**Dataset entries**
PR #3568, opened 2022-10-10
[ENH] NA handling for forecasting pipelines

fkiraly:
Continuation of https://github.com/sktime/sktime/pull/3549, adds dynamic handling of NA tag to forecasting pipelines based on components.


aiwalter:
not sure if this is the best solution, if the actual forecater raises the exception its more clear to user where the error is coming from so another forecaster could be chosen or an `Imputer` be used?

**WHAT YOU ARE ASKED TO DO**
All entries above are to be copied exactly, with none left out.

**ANSWER SPACE**
PR #3568, opened 2022-10-10
[ENH] NA handling for forecasting pipelines

fkiraly:
Continuation of https://github.com/sktime/sktime/pull/3549, adds dynamic handling of NA tag to forecasting pipelines based on components.


aiwalter:
not sure if this is the best solution, if the actual forecater raises the exception its more clear to user where the error is coming from so another forecaster could be chosen or an `Imputer` be used?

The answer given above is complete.